Hugo continuó escribiendo a lo largo de toda la primavera con el visto bueno de Hadley. Ella veía que esto le estimulaba, de modo que la historia cambió de manos. Se convirtió en la de Hugo, no en la suya, para que hiciera lo que se le antojase con ella: dejarla metida en un cajón para siempre o sacarla a la luz. Cuando la leyó, prácticamente le dio la impresión de que eran vivencias de otra persona. Todo lo importante estaba allí, aunque plasmado de otra manera, pintado con una paleta distinta. A excepción de lo escrito en el bloc de Joel; Hugo se había negado a cambiar una sola palabra. Así, las palabras de Joel se convirtieron en la omisión más notable.
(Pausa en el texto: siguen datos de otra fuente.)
PR #361, opened 2020-02-20
Create Template for Sandbox Projects 

erinaboyd:
This PR addresses  https://github.com/cncf/toc/issues/344”

### DIFF
--- a/sandbox-template.md
+++ b/sandbox-template.md
@@ -1,0 +1,162 @@
+# CNCF SIG Sandbox Project Request Template & Promotion Template
+
+
+# <Project> 
+
+
+## <Promotion/Acceptance> to CNCF <Incubation/Sandbox>
+
+**Primary aim: This template helps a project to prepare for a presentation to the SIG, and then helps the SIG share the collated information with the TOC.**
+
+**Authors:**
+
+
+# Background
+
+**_Link to TOC PR_**
+
+**_Link to Presentation_**
+
+**_Link to GitHub project_**
+
+
+## Project Goal
+
+
+## Current Status
+
+
+## Future Plans
+
+
+# Project Scope
+
+
+## Clear project definition
+
+**_Does the project have a clear and well defined scope_**
+
+## Value-add to the CNCF ecosystem
+
+**_Does the project have a clear value add to the current project ecosystem. How does it relate to other projects with overlapping capabilities._**
+
+
+## Alignment with other CNCF projects
+
+**_Does the project align and actively collaborate with other CNCF projects?_**
+
+**_Does the project require any specific versions of projects (or APIs) to interoperate?  (e.g. K8s API, CSI, CNI, CRI)?_**
+
+**_Does the project augment or benefit other CNCF projects?_**
+
+## Anticipated use cases
+
+**_What problems does the project solve?_**
+
+## Alignment with SIG Reference Model
+
+**_Does the project align with the SIG CNCF reference model and which capabilities does it require/provide at each level of the reference model._**
+
+
+## High level architecture
+
+**_Describe the overall architecture of the project. Feel free to add diagrams._**
+
+# Formal Requirements
+
+**_Document that the project fulfills the requirements as documented in the [CNCF graduation criteria for sandbox](https://github.com/cncf/toc/blob/master/process/graduation_criteria.adoc#sandbox-stage)_**
+
+**_Are there any anticipated issues with any of the criteria ?_**
+
+
+# CNCF IP Policy
+
+**_Becoming a sandbox project requires adoption of the CNCF IP Policy: [https://github.com/cncf/foundation/blob/master/charter.md#11-ip-policy](https://github.com/cncf/foundation/blob/master/charter.md#11-ip-policy)_**
+
+**_Note: there is a grace period after becoming a sandbox period to enable projects to adopt the policy, however, some prep is required to ensure there are no major blockers._**
+
+**_Has the IP policy been reviewed?_**
+
+**_List the repos for the project and their current license_**
+
+**_List any dependent repos (upstream/downstream) that are required to build the project  (including but not limited to  libraries, commercial tools, plugins)_**
+
+**_What actions are required to be compliant with the IP policy?_**
+
+
+# Other Considerations
+
+## **_Please note, these are not gating criteria but rather to:_**
+
+
+*   **_Collect a standard set of information for each project_**
+*   **_Provides a point in time capture of the state of the project which makes it easier to track progress at future reviews and / or promotion_**
+*   **_Help projects to prepare for SIG and TOC presentation_**
+*   **_Allow the SIG to review the project and perform due diligence for incubation_**
+*   **_Provide the TOC with the information required to accept sponsorship of a project and/or votes_**
+*   **_Identify and rectify any significant issues / blockers prior to presenting to the TOC and acceptance as a CNCF project_**
+
+
+## Cloud Native
+
+**_Does the project meet the definition of Cloud Native?  The CNCF charter states:_**
+
+
+    “Cloud native technologies empower organizations to build and run scalable applications in modern, dynamic environments such as public, private, and hybrid clouds. Containers, service meshes, microservices, immutable infrastructure, and declarative APIs exemplify this approach.
+
+
+    “These techniques enable loosely coupled systems that are resilient, manageable, and observable. Combined with robust automation, they allow engineers to make high-impact changes frequently and predictably with minimal toil.”
+
+
+## Project and Code Quality
+
+**_Are there any metrics around code quality?  Are there good examples of code reviews? Are there enforced coding standards?_**
+
+**_What are the performance goals and results? What performance tradeoffs have been made?  What is the resource cost?_**
+
+**_What is the CI/CD system?  Are there code coverage metrics?  What types of tests exist?_**
+
+**_Is there documentation?_**
+
+**_How is it deployed?_**
+
+**_How is it orchestrated?_**
+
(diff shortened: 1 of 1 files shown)


gerred:
lgtm :+1:

sandbox-template.md
```diff
@@ -0,0 +1,162 @@
...
+## Clear project definition
+
+**_Does the project have a clear and well defined scope_**
+
+## Value-add to the CNCF ecosystem
+
+**_Does the project have a clear value add to the current project ecosystem. How does it relate to other projects with overlapping capabilities._**
+
+
+## Alignment with other CNCF projects
```
k82cn: Should we also include some other projects outside CNCF?
For example, any other similar projects?

sandbox-template.md
```diff
@@ -0,0 +1,162 @@
+# CNCF SIG Sandbox Project Request Template & Promotion Template
```
xiang90: Can we make this merged with project proposal requriements? 

Here is the previous proposal requirements: https://github.com/cncf/toc/blob/master/process/project_proposals.adoc#project-proposal-requirements.

Here is a set of proposals: https://github.com/cncf/toc/tree/master/proposals

So project maintainers only need to create one documentation covering both the SIG needs and the general info as a proposal record.

sandbox-template.md
lizrice: +1 yes please

sandbox-template.md
```diff
@@ -0,0 +1,162 @@
...
+**_What problems does the project solve?_**
+
+## Alignment with SIG Reference Model
+
+**_Does the project align with the SIG CNCF reference model and which capabilities does it require/provide at each level of the reference model._**
+
+
+## High level architecture
+
+**_Describe the overall architecture of the project. Feel free to add diagrams._**
```
ultrasaurus: If we think this should be covered in the project proposal requirements, if we think it is important.  I'd be inclined to just include a presentation outline in process docs and then this is covered by link to video above

sandbox-template.md
```diff
@@ -0,0 +1,162 @@
...
+
+# Formal Requirements
+
+**_Document that the project fulfills the requirements as documented in the [CNCF graduation criteria for sandbox](https://github.com/cncf/toc/blob/master/process/graduation_criteria.adoc#sandbox-stage)_**
+
+**_Are there any anticipated issues with any of the criteria ?_**
+
+
+# CNCF IP Policy
```
ultrasaurus: I would think this section should be in the proposal, where the project would assert the current status and that when additional compliance steps are planned, if accepted

sandbox-template.md
```diff
@@ -0,0 +1,162 @@
...
+**_List any dependent repos (upstream/downstream) that are required to build the project  (including but not limited to  libraries, commercial tools, plugins)_**
+
+**_What actions are required to be compliant with the IP policy?_**
+
+
+# Other Considerations
+
+## **_Please note, these are not gating criteria but rather to:_**
+
+
```
ultrasaurus: This section seems like good guidance to a SIG chair (or their delegate) who is reviewing the project and preparing information for TOC recommendation, but doesn't seem link it belongs in template.  (Maybe move to top and include in a section which is "guidance: to be removed when using this template"

sandbox-template.md
```diff
@@ -0,0 +1,162 @@
...
+**_Does the project meet the definition of Cloud Native?  The CNCF charter states:_**
+
+
+    “Cloud native technologies empower organizations to build and run scalable applications in modern, dynamic environments such as public, private, and hybrid clouds. Containers, service meshes, microservices, immutable infrastructure, and declarative APIs exemplify this approach.
+
+
+    “These techniques enable loosely coupled systems that are resilient, manageable, and observable. Combined with robust automation, they allow engineers to make high-impact changes frequently and predictably with minimal toil.”
+
+
+## Project and Code Quality
```
ultrasaurus: Parts of this are covered in CII best practices.  Would be great to ask projects to fill out specific questions so this can be collected in standard format (that will then be linked from landscape)

sandbox-template.md
```diff
@@ -0,0 +1,162 @@
...
+
+## Open Governance
+
+**_How are committers chosen?_**
+
+**_How are architectural and roadmap decisions made?_**
+
+**_How many decision makers are outside the sponsoring organization._**
+
+## Adoption
```
ultrasaurus: This section seems like it should be in the proposal -- the project would be answering this, rather than SIG

sandbox-template.md
```diff
@@ -0,0 +1,162 @@
...
+
+**_Does the project participate in a CNCF User Group?_**
+
+## Vendor Independence
+
+**_Is the project reasonably independent from the sponsoring vendor?_**
+
+**_Are all communication channels and project resources hosted just for this project or with other CNCF projects/resources?_**
+
+**_Is all code that is part of the project hosted and part of the CNCF managed orgs and repos?_**
```
ultrasaurus: Wouldn't the answer always be "no" for this?  since the project is not yet accepted into the CNCF?

lizrice: Suggest rephrasing to check that the intention is to transfer all of these to the CNCF

lizrice:
Let me start by apologising, I was very confident about this template earlier in the week on the TOC SIG-chairs call but taking a closer look at it, I'm a bit confused about exactly what we're talking about here. I'm sorry that I may well have created confusion for everyone else as well, especially as I've maybe not always been very rigorous in using "PR" when I mean "issue" and vice versa. 

In the [process](https://github.com/cncf/toc/blob/master/process/project_proposals.adoc#sandbox-process) we start with an *issue* raise by the project. 

Implied by history and by the process, but not actually spelled out, there needs to be a project proposal document in a *PR* that would add a document to [`proposals/sandbox`](https://github.com/cncf/toc/tree/master/proposals/sandbox) when merged. This document includes the items listed [here](https://github.com/cncf/toc/blob/master/process/project_proposals.adoc#project-proposal-requirements) and is the historical record of the project proposal. 

The issue should link to that PR, but it doesn't need to duplicate what's listed in the proposal. 

@erinaboyd is this template intended to be used for the issue, or for the PR?

erinaboyd:
@lizrice so, great question. I don't think projects need both issue and PR. I think it's an opportunity to streamline our process. The intention of the template is to gather data to start an evaluation that can first be done by the SIGs then moved to the TOC after the project has been reviewed. This should then be used to build on going to the next level (sandbox->incubation, incubation->graduation).
Historically, I thought we started with issues, but then found PRs to be a better fit to evaluate projects. Issues (imo) were just to create a request with very little information in them and used as a means to get the project on the TOC schedule (when it used to be a single process)

resouer:
If I understand correctly, this PR is the template for SIG recommendation workflow. 

@erinaboyd Could you please refactor the PR according to this example: https://github.com/cncf/sig-network/pull/3/files, per recommended by @caniszczyk here: https://github.com/cncf/toc/issues/380#issuecomment-594733367

I'd suggest change the PR title to "Template for SIG recommendation for Sandbox projects" if it's the case.

raravena80:
+1, I think it would help to clearly differentiate between "Template for SIG recommendation for Sandbox projects" (Usually created by SIGs) and "Template for Sandbox project donation" (Usually created by the project members/maintainers).

xiang90:
@lizrice @erinaboyd 

As I mentioned here: https://github.com/cncf/toc/pull/361#discussion_r382741634, the project donation proposal requirements and this SIG recommendation requirement overlap quite a bit. 

We can either just combine them into one or make the donation one lighter. There is no need for the duplication.

erinaboyd:
@lizrice @raravena80 @xiang90 So, I thought the whole purpose of this was to create 1 template to gather information for SIG review and this be passed onto the TOC. It would include everything you needed for donation and it would be consistent between SIGs.

The ideas is to consolidate and create a 'standard'. Please correct me if I am wrong here.

raravena80:
@erinaboyd I originally thought that it was 1 template too. But IIRC on one of the TOC-Chairs meetings, there was a discussion about having a template for the project to submit/donate, authored by the project submitters and then another 'recommendation/or not' template authored by the SIG chairs/tech leads.

For Sandbox, I believe the natural thing is for the SIG to ask a given project to provide all the information initially and then have the SIG drive the recommendation after verification.

The question in my view would be whether that is either one of these (or other alternatives):

#### Single template
1. A single recommendation github PR+doc (authored by the SIG).
   1. The PR file could go under `recommendations/` in the SIG git repo.
   1. The SIG will gather project information offline using their individual methods.
2. Combination of gdoc from the project (authored by project submitters), and recommendation github PR+doc (authored by the SIG).
   1. The PR file could go under `recommendations/` in the SIG git repo.
3. The SIG lets the project submitters create the PR with a single file under `recommendations/` in the SIG git repo and the SIG reviews/requests changes/merges the PR. In this case, the authors would be someone from the project and someone from the SIG.

#### Two templates

1. Combination of github PR+doc from the project (authored by project submitters), and recommendation github PR+doc (authored by the SIG).
   1. One file could go under `recommendations/` and another file could go under `proposals/` in the git repo.

jberkus:
Speaking as someone who shepherds some projects through this process, I would vastly prefer a workflow that only involves a single template.

xiang90:
> Speaking as someone who shepherds some projects through this process, I would vastly prefer a workflow that only involves a single template.

I agree. I think we should consolidate into one template. That template contains enough information for both the donation needs and the SIG reviews/recommendation.

amye:
Closing as this is replaced by the form submission process. 
Many thanks to all who have been working to improve our sandbox processes!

Hadley solo le permitió extraer una frase, y fue porque se trataba de una cita de Hemingway, aunque hiciese referencia a París: «Lausana no se acaba nunca». Joel lo había citado en su primera clase, apropiándose de las palabras de su ídolo, dirigiéndose a su clase de estudiantes novatos. Con todo, qué profética había sido la frase. En el bloc Joel había escrito que sus días estaban marcados para siempre, que su alma tenía una mancha que no podría quitar por mucho que frotara. Que no habría mañana en la que al despertar pensase en otra cosa más que en lo que había hecho y en lo que había dejado de hacer. Nunca podría marcharse de Lausana, escribió; su único deseo era que Hadley pudiera hacerlo y que olvidara todo lo ocurrido. «Excepto tal vez una cosa. Algo verdadero». Y cuando por fin Hadley reunió el valor para leer las palabras de Joel supo que tenía razón, aunque nunca se lo diría. De entre todas las cosas tristes, el amor en pasado seguramente era una de ellas.
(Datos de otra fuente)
PR #381, opened 2020-03-04
Update README.md

raravena80:
Updating SIG-Runtime and date.


raravena80:
@amye @caniszczyk seems like a straight forward change. Let me know if you need anything else. Thx.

Joel también tenía razón en otra cosa.
Una mañana de mayo Hadley se despertó temprano y lo primero que le sorprendió fue, pura y llanamente, la cualidad de la luz. Era esa particular luminosidad a la que tanto se había acostumbrado a lo largo de los meses de invierno. Se dirigió a la ventana y abrió las persianas. Fuera, ese día de primavera estaba en pleno albor, de un azul lleno de vida, con el sol en todo su esplendor, y, sin embargo, toda Lausana estaba espolvoreada de nieve. Hacia media mañana se habría derretido; seguramente era la última nevada del invierno, pues ya empezaba a oír el incesante goteo de los tejados. Abrió la puerta del balcón de par en par y se quedó de pie contemplando la ciudad. Pronto estaría inmersa en ella, dejando huellas blancas a su paso. Hadley apartó la vista y fue en busca de café y tostadas. Dejó las puertas y las ventanas abiertas; la luz entraba a raudales y las sombras comenzaron a difuminarse en las paredes.
Entretanto, en un hotel junto a la orilla, un hombre por quien no pasaban los años estaba sentado escribiendo. Sus dedos bailaban sobre las teclas de su máquina de escribir, y los hilos de su corazón tiraban en todas las direcciones que había olvidado y en otras que le resultaban totalmente desconocidas.